Our Best Bites Grilled Vegetable Flatbread Pizza
It was only a week ago that while chatting about glazed donut pancakes that I told you that I don’t mention cookbooks on here very much because the world is so saturated with them that I don’t think there are as many good ones anymore. And then my cute friends at Our Best Bites came out with a 400 calories or less cookbook and I just had to get my grubby hands on it! This grilled vegetable flatbread pizza was totally calling my name and can you blame me?
I’m sure you all know that Cade and I try really hard to eat healthy and then indulge every once in a while, or maybe you don’t since so many of the indulge recipes pop up on here. Ooops! But we do, we try to take good care of ourselves it’s just that sometimes we get so stuck in a rut.
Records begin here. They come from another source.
PR #3030, opened 2026-08-13
Angular 21: Manually enable provideZoneChangeDetection and directive type binding updates

m-akinc:
# Pull Request

## 🤨 Rationale

The Angular 21 update will:
- make zoneless change detection the default (we need to re-enable zone based change detection)
- default to type-checking host bindings

We can pre-emptively make the changes that will be necessary, so the actual upgrade change is smaller and quicker to review.

## 👩‍💻 Implementation

- Added `provideZoneChangeDetection()` to the TestBed configuration providers lists (where necessary)
- Added `$any()` in bindings to effectively suppress false-positive type errors where the declared types are not specific enough

## 🧪 Testing

Tests pass

### DIFF
--- a/packages/angular-workspace/example-client-app/src/app/app.component.spec.ts
+++ b/packages/angular-workspace/example-client-app/src/app/app.component.spec.ts
@@ -1,17 +1,13 @@
 import { provideZoneChangeDetection } from '@angular/core';
 import { TestBed } from '@angular/core/testing';
-import { NimbleNumberFieldModule, NimbleTextFieldModule } from '@ni/nimble-angular';
+import { AppModule } from './app.module';
 import { AppComponent } from './app.component';
 
 describe('AppComponent', () => {
     beforeEach(() => {
         TestBed.configureTestingModule({
-            declarations: [
-                AppComponent
-            ],
             imports: [
-                NimbleTextFieldModule,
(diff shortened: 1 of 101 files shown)


packages/angular-workspace/example-client-app/src/app/app.component.spec.ts
```diff
@@ -13,6 +13,7 @@ describe('AppComponent', () => {
                 NimbleTextFieldModule,
                 NimbleNumberFieldModule
             ],
+            providers: [provideZoneChangeDetection()],
             schemas: [CUSTOM_ELEMENTS_SCHEMA]
```
rajsite: It's unrelated, could do in a follow-up or here, but we shouldn't need CUSTOM_ELEMENTS_SCHEMA

rajsite (approved):

packages/angular-workspace/example-client-app/src/app/app.component.spec.ts
m-akinc: Done

rajsite: fyi build failed

jattasNI (approved):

I hate to admit it but there aren’t as many really delicious low calorie recipes out there so having a cookbook full of ideas from people I totally trust is priceless. And guys, this book is worth it. The recipes are fresh and delicious, totally real ingredients and the pictures are beautiful. Buy. It.
- 2 8-9 ounce Flatbreads
- Nonstick Olive oil or canola spray
- 1 Small to medium zucchini, sliced diagonally in thin pieces
- 3 Horizontal slices red onion, keep rings intact
- Pinch of Kosher Salt
- Black Pepper
- 4 Tablespoons Pesto
- 4 Tablespoons Part-Skim Ricotta Cheese
- ½ Teaspoon Minced Garlic
- 2 Teaspoons Freshly Squeezed Lemon Juice
- 2 Tomatoes, sliced thin
- 4 Ounces Fresh Mozzarella Cheese, sliced thin
- 2-3 Tablespoons chopped basil
- 2 Teaspoons Balsamic Vinegar
- Preheat oven to 400 degrees. Place flatbreads on a baking sheet and bake for 8 minutes. Remove from the oven.
- Heat a large indoor grill pan (or outdoor grill) to medium heat. Lightly spray one side of the zucchini and onion rings and sprinkle with salt and pepper. Grill the zucchini and onions oil side down for 3-5 minutes or until grill marks appear. Spray the other side with oil and sprinkle with salt and pepper, flip the vegetables and cook an additional 3-5 minutes.
- While vegetables are cooking, combine pesto, ricotta, garlic and lemon juice in a bowl. Spread the mixture on baked flatbreads, layer the zucchini, onions, tomatoes and mozzarella on the flatbreads.
- Return the flatbreads to the oven for 10-12 minutes or until the cheese is melted. Sprinkle with basil and balsamic vinegar and serve.